Lot 288
  • 288

MAHARAJA PRATAP SINGH OF SAWAR WITH A BIRDCAGE

Estimate
4,000 - 6,000 USD
bidding is closed

Description

  • MAHARAJA PRATAP SINGH OF SAWAR WITH A BIRDCAGE
  • Opaque watercolor heightened with gold on paper
  • image: 7 by 5 1/4 in. (17.8 by 12.7 cm)

Provenance

Sotheby's New York, 25 March 1987, lot 138

Catalogue Note

Maharaja Pratap Singh (r.1668-1707) of Sawar seated with folded legs on a gold and brown-veined marble throne-chair.  Wearing a diaphanous jama and Mughal-style pagri with a black feather ornament - he holds a delicate blossom.  His katar (dagger) tucked in his sash.  His favorite birdcage curiously half-covered below him.  An attendant stands behind in a red mughal-style pagri (cap) holding another small cage and waving a peacock-feathered morchal (ceremonial peacock-feathered fan).  Rendered In the nim qalam (partly colored) manner with slight touches of verdigris and moss green ground.

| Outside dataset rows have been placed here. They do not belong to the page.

PR #3746, opened 2017-10-25
Improve ChimericAlignment in SV pipeline

SHuang-Broad:
partially cleanup, partially reminiscent of PR series part 5.

Broke into 3 commits, with the first two having no logic change and the last with logic changes.

### DIFF
--- a/src/main/java/org/broadinstitute/hellbender/tools/spark/sv/discovery/ChimericAlignment.java
+++ b/src/main/java/org/broadinstitute/hellbender/tools/spark/sv/discovery/ChimericAlignment.java
@@ -15,8 +15,6 @@ import java.util.Arrays;
 import java.util.Iterator;
 import java.util.List;
 
-import static org.broadinstitute.hellbender.tools.spark.sv.StructuralVariationDiscoveryArgumentCollection.DiscoverVariantsFromContigsAlignmentsSparkArgumentCollection.CHIMERIC_ALIGNMENTS_HIGHMQ_THRESHOLD;
-
 /**
  * Holds information about a split alignment of a contig, which may represent an SV breakpoint. Each ChimericAlignment
  * represents the junction on the contig of two aligned regions. For example, if a contig aligns to three different regions
@@ -73,13 +71,6 @@ public class ChimericAlignment {
         return Arrays.asList(regionWithLowerCoordOnContig, regionWithHigherCoordOnContig);
     }
 
-    Tuple2<SimpleInterval, SimpleInterval> getCoordSortedReferenceSpans() {
-        if (involvesRefPositionSwitch(regionWithLowerCoordOnContig, regionWithHigherCoordOnContig))
-            return new Tuple2<>(regionWithHigherCoordOnContig.referenceSpan, regionWithLowerCoordOnContig.referenceSpan);
-        else
-            return new Tuple2<>(regionWithLowerCoordOnContig.referenceSpan, regionWithHigherCoordOnContig.referenceSpan);
-    }
-
     protected ChimericAlignment(final Kryo kryo, final Input input) {
 
         this.sourceContigName = input.readString();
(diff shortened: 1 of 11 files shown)


src/main/java/org/broadinstitute/hellbender/tools/spark/sv/discovery/ChimericAlignment.java
```diff
@@ -294,6 +294,24 @@ public boolean isNotSimpleTranslocation() {
                                         involvesRefPositionSwitch(regionWithLowerCoordOnContig, regionWithHigherCoordOnContig));
     }
 
+    /**
+     * See {@link #isLikelyInvertedDuplication()}
+     */
+    @VisibleForTesting
+    public static boolean isLikelyInvertedDuplication(final AlignmentInterval one, final AlignmentInterval two) {
```
cwhelan: Now that this method is on `ChimericAlignment` could you make it non static and remove the parameters (since they're generally the instance variables `regionWithLowerCoordOnContig` and `regionWithHigherCoordOnContig`? Or at least you could create a non-static version that defers to the static one to be used when applicable?

src/main/java/org/broadinstitute/hellbender/tools/spark/sv/discovery/ChimericAlignment.java
```diff
@@ -144,14 +142,20 @@ public ChimericAlignment(final AlignmentInterval intervalWithLowerCoordOnContig,
      * If the alignment region passes the above two filters and the next alignment region could be treated as potential inserted sequence,
      * note down the mapping & alignment information of that region and skip it
      * @param alignedContig          made of (sorted {alignmentIntervals}, sequence) of a potentially-signalling locally-assembled contig
-     * @param uniqueRefSpanThreshold for an alignment interval to be used to construct a ChimericAlignment,
-     *                               how long a unique--i.e. the same ref span is not covered by other alignment intervals--alignment on the reference must it have
      * @param referenceDictionary    reference sequence dictionary
+     * @param filterAlignmentByMqOrLength
```
cwhelan: A refactoring idea for maybe improving this code, but don't treat this as a mandatory change for the PR if you dont' think it's useful: What if you passed in a list of filters to be applied instead of having different flags for each filtering type? Each filter object could be a predicate that takes an alignment interval and decides whether to filter it. That would simplify a lot of the if statements in this method.

src/main/java/org/broadinstitute/hellbender/tools/spark/sv/discovery/ChimericAlignment.java
```diff
@@ -300,28 +312,32 @@ static boolean isNotSimpleTranslocation(final AlignmentInterval regionWithLowerC
      * But to fully resolve this case, we need other types of evidence, hence should not be the task of this function.
      */
     public boolean isNotSimpleTranslocation() {
-        return isNotSimpleTranslocation(regionWithLowerCoordOnContig, regionWithHigherCoordOnContig, strandSwitch,
-                                        involvesRefPositionSwitch(regionWithLowerCoordOnContig, regionWithHigherCoordOnContig));
+        return !isLikelySimpleTranslocation(regionWithLowerCoordOnContig, regionWithHigherCoordOnContig, strandSwitch);
```
cwhelan: I'd remove this method now that's just a simple negation.

src/main/java/org/broadinstitute/hellbender/tools/spark/sv/discovery/ChimericAlignment.java
SHuang-Broad: Yes, that is available several lines down. And the same case with `isLikelySimpleTranslocation()`: one static one for easier testing, and one non-static one for easier usage.

cwhelan: Oh, sorry I missed that. Carry on then.

src/main/java/org/broadinstitute/hellbender/tools/spark/sv/discovery/ChimericAlignment.java
SHuang-Broad: this method exists for easier usage by other classes (mostly for filtering or branching logic). How about changing it to non-static version `isLikelySimpleTranslocation()`?

src/main/java/org/broadinstitute/hellbender/tools/spark/sv/discovery/ChimericAlignment.java
SHuang-Broad: Thanks! This is nice. I'll make it this way, but in the future because:

currently, the filtering is applied non-homogeneously&mdash;the first several alignments are filtered based on MQ only and later ones are filtered based on alignment length and MQ. To introduce as less logic changes possible to master pipeline right now, I'll leave it as it is right now, and bring in the suggested more principled way when the alternative path is merged to master.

Only one portrait of Maharaja Pratap Singh's predecessor, Maharaja Sundar Das (1606-1668), is known; see D. Mason, Intimate Worlds, Philadelphia, 2001, p. 138-9, cat. 54. This portrait also idiosyncratically depicts the raja with a birdcage - apparently a reoccurring motif in Sawar portraiture, given that Pratap's successor, Maharaja Raj Singh (r. 1705-30) is also often depicted in the presence of a small birdcage.  In our painting, Pratap Singh is rendered with a greater degree of realism than others known from Sawar - his face is delineated with great clarity and naturalistic shading.  It is a striking portrait and one unlike almost any other published work from Sawar.  His attendant stands behind, sketched-in over white heightening - very finely and sensitively rendered with mossy-green background left somewhat unfinished.  This is a contemporary portrait of Maharaja Pratap Singh compared to the later portraits of Raj Singh; see A. Topsfield and M. C. Beach, Indian Paintings and Drawings from the Collection of Howard Hodgkin, New York, 1991, cat. 24.

For related works, see I. Pasricha, 'Painting at Sawar and Isarda in the 17th century,' in Oriental Art, New Series, vol. XXVIII, no. 3, Autumn 1982.